TASK TO CARRY OUT: Extract, from the listing that follows, each line containing the word "than".

Top of DATA SUPPLIED

Issue #1985, opened 2018-01-12
Extend reindex-process benchmark data collector by report containing info about built datastructures


vogel76:
All changes are already done inside state_model_opts2 branch. We need to rebase it against current develop and put changes into dedicated branch to make clear PR for it.

PR #1991, opened 2018-01-15
1985 extend benchmark data collector

mkochanowicz:
Issue #1985


libraries/chainbase/include/chainbase/chainbase.hpp
```diff
@@ -467,6 +505,13 @@ namespace chainbase {
             _revision = revision;
          }
 
+         void remove_object( int64_t id )
```
mvandeberg: Why is this being added back in?

mvandeberg:
We might be able to utilize the FC_REFLECT visitors to make dynamic size benchmarking templated. If this is a direction we continue to go for performance monitoring, I would suggest we look into that to make the benchmark code less tedious. However, than can be done later.

libraries/chainbase/include/chainbase/chainbase.hpp
mkochanowicz: @mvandeberg Accidentally added back. Removed in last commit 217e200993a70858e9f10358c173ace10cf3f256

PR #1993, opened 2018-01-15
Legacy Asset Serialization

### LINKED ISSUE #1937: Change Asset String Serialization
Assets are currently serialized as `1.000 STEEM`. Parsing this as an integer value by apps interacting over APIs requires custom parsing of the string. The biggest reason we use this serialization is that it is easy to use via the cli wallet.

We are going to change to a different serialization format to make handling assets easier via API.

The new format will be a tuple of `[satoshis, precision, nai]`. We will also assign special NAIs to represent STEEM, SBD, and VESTS.

The previous example would then serialize as `[1000, 3, NNNN]`. Where `NNNN` is whatever we end up using as the reserved STEEM nai.

All APIs returned via condenser API will return the existing format. Other APIs will return the new format. This will release with Appbase so the new APIs use the new format at launch.

mvandeberg:
Closes #1937

Critical sections of this PR are serialization logic and tests. Any objects that are not successfully converted to `legacy_asset` for `condenser_api` will be caught quickly in testing of our stack.


theoreticalbts:
Has it been checked that this can replay the blockchain?

In particular, the modifications to `legacy_asset` seem suspect.  I created `legacy_steem_asset` in particular because `chain_properties::account_creation_fee` at one time did not have its symbol checked, and some operations with an incorrect symbol got into the blockchain.  It does not seem that the new code correctly treats all the possibilities where`ser` is one of these non-canonical serializations.

We really have two pieces of functionality here:

- (a) An asset type whose instances accept any of the non-standard binary serializations of `STEEM` which were included in the blockchain before `chain_properties::account_creation_fee` was properly checked
- (b) An asset type whose instances serialize to strings like `"1.234 STEEM"`

This patch attempts to combine both of these pieces of functionality into a single type.  However, they apply to different fields for different purposes.

So let's move `legacy_asset` to `condenser_api`, and restore the old version of `legacy_steem_asset` / `legacy_steem_asset_symbol_type` in `protocol`.

mvandeberg:
It shouldn't have problems syncing. The reason I added it to the existing `legacy_steem_asset` was because that asset could represent the entirety of the old serialization (raw and variant) and the new asset could represent the entirety of the new serialization for SMTs. By this logic all overwritten to/from variant serialization doesn't need to go in protocol because it does not impact the serialization of blocks and signatures.

I can move it to condenser API to make review easier, but is not quite as simple because the existing legacy types need to be converted as well to this new, third, type of asset.

It shouldn't have problems reindexing because the branch should not modify any of the raw serialization. If it does then the implementation is wrong. The only thing that was changed is allowing any asset to be converted into a legacy asset. However, for consensus, we only do the conversion in the opposite direction. Legacy assets in ops become smt compliant assets in data structures.

mvandeberg:
I will double check it reindexes before merging to be safe.

theoreticalbts:
OK, so apparently I made a mistake in the above review -- I mistook `from_asset()` for `unpack()`.  It would still be better to have two separate types, but because it is functionally correct and there is a lot of code here, I'm not going to block the merge on that.  Approved.

mvandeberg:
This branch has been shown to successfully reindex.

Issue #1896, opened 2017-12-13
Create claim_reward_balance2_operation


youkaicountry:
The original `claim_reward_balance_operation` had no extensions field, and does not fit our specification, so we will create a new operation. Discussion in #1859

`claim_reward_balance2_operation` should contain an extensions field, and it should accept a vector of tokens that will be rewarded to an account.

- It should be able to store STEEM/SBDs/VESTS as well as SMTs.
- Multiple assets of the same symbol should be disallowed

vogel76:
1. Does the new operation shall store only SMT related assets or also STEEM and SBDs ?
1. Does it is allowed to store multiple assets of the same symbol ?

youkaicountry:
(1) It should be able to store STEEM and SBDs as well. 
(2) I don't see any reason it should be able to store assets of the same symbol, so that is something we should disallow

mvandeberg:
(1) And VESTS

Duplicate assets would not make sense in the operation, so it should be disallowed.

mvandeberg:
I would suggest using a flat_set to sort assets, but comparing assets with different symbols is not allowed. This is generally a good thing because we do not want to succeed transferring 10 CATCOINS from Alice's 5 DOGCOIN balance because the CATCOIN symbol ends up being greater than 5 DOGCOINS.

We could create a `comparable_asset` class with different operators and an explicit conversion to and from asset to be careful how we use it.

This way assets will be ordered by asset symbol and can be guaranteed unique.

PR #1997, opened 2018-01-16
Created claim_reward_balance2_operation.

Kiwonik:
Also added validation test and implemented evaluation. #1896


youkaicountry:
Until it passes CI it can't be properly reviewed. Any idea what is causing it to fail?

mvandeberg:
CI box was full. It has been cleaned up. Started build.

theoreticalbts:
It's close, but see #2067

mvandeberg:
Do we want to merge this or wait for #2067, @youkaicountry

youkaicountry:
Let's not merge it yet, a structural change need to be made, so I'd rather not have it in the repo in this form yet.

The best way to proceed rather than modifying fc to allow use of a flat_set, is to use a vector and validate it. 

From #2067:
Use vector< asset > instead, and have validate() enforce reward_tokens[i].symbol > reward_tokens[i-1].symbol for all i > 0

Issue #1907, opened 2017-12-14
Use visitor to visit all operation extensions


youkaicountry:
Visitors ignore multiple extensions of the same type, so we should make it able to visit them.

From #1886:
> We should be using the same visitor struct to visit all extensions in the vector. We could use a bitmap or similar structure in the visitor and fail if we visit the same entry twice. I think for most operations, this is a reasonable assumption. It would need to be protected by a hardfork check.

Kiwonik:
Turned out to be unnecessary, see comments to its PR https://github.com/steemit/steem/pull/2005

PR #2005, opened 2018-01-17
Equipped comment extensions visitors with duplication checks.

Kiwonik:
I used STEEM_HARDFORK_0_20__1815 as HF guard (my best guess). #1907

### DIFF
--- a/libraries/chain/steem_evaluator.cpp
+++ b/libraries/chain/steem_evaluator.cpp
@@ -505,7 +505,8 @@ struct comment_options_extension_visitor
 #ifdef STEEM_ENABLE_SMT
    void operator()( const allowed_vote_assets& va)
    {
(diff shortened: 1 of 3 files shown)


mvandeberg:
I don't think this is needed. I'll take the blame for not updating the issue.

Equality for a static_variant is not determined by the contained value, but simply by the encapsulating type.

``` c++
friend bool operator == ( const static_variant& a, const static_variant& b )
{
   return a.which() == b.which();
}
friend bool operator < ( const static_variant& a, const static_variant& b )
{
   return a.which() < b.which();
}
```

Because a flat set does not allow duplicate values, a flat set of static variants does not allow for duplicate types. Only one of each extension is allowed in the set, making the duplicate check redundant.

Kiwonik:
Indeed, a good catch of what would be a mere code bloat.

PR #680, opened 2022-07-13
Bump wast to 44.0.0

alexcrichton:


eqrion (approved):
I just ran `./publish bump wast:major && ./publish publish` locally and it was able to publish wast/wat, but failed on wasm-tools when verifying the package:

Bottom of DATA SUPPLIED

ANSWER:
We might be able to utilize the FC_REFLECT visitors to make dynamic size benchmarking templated. If this is a direction we continue to go for performance monitoring, I would suggest we look into that to make the benchmark code less tedious. However, than can be done later.
I would suggest using a flat_set to sort assets, but comparing assets with different symbols is not allowed. This is generally a good thing because we do not want to succeed transferring 10 CATCOINS from Alice's 5 DOGCOIN balance because the CATCOIN symbol ends up being greater than 5 DOGCOINS.
The best way to proceed rather than modifying fc to allow use of a flat_set, is to use a vector and validate it. 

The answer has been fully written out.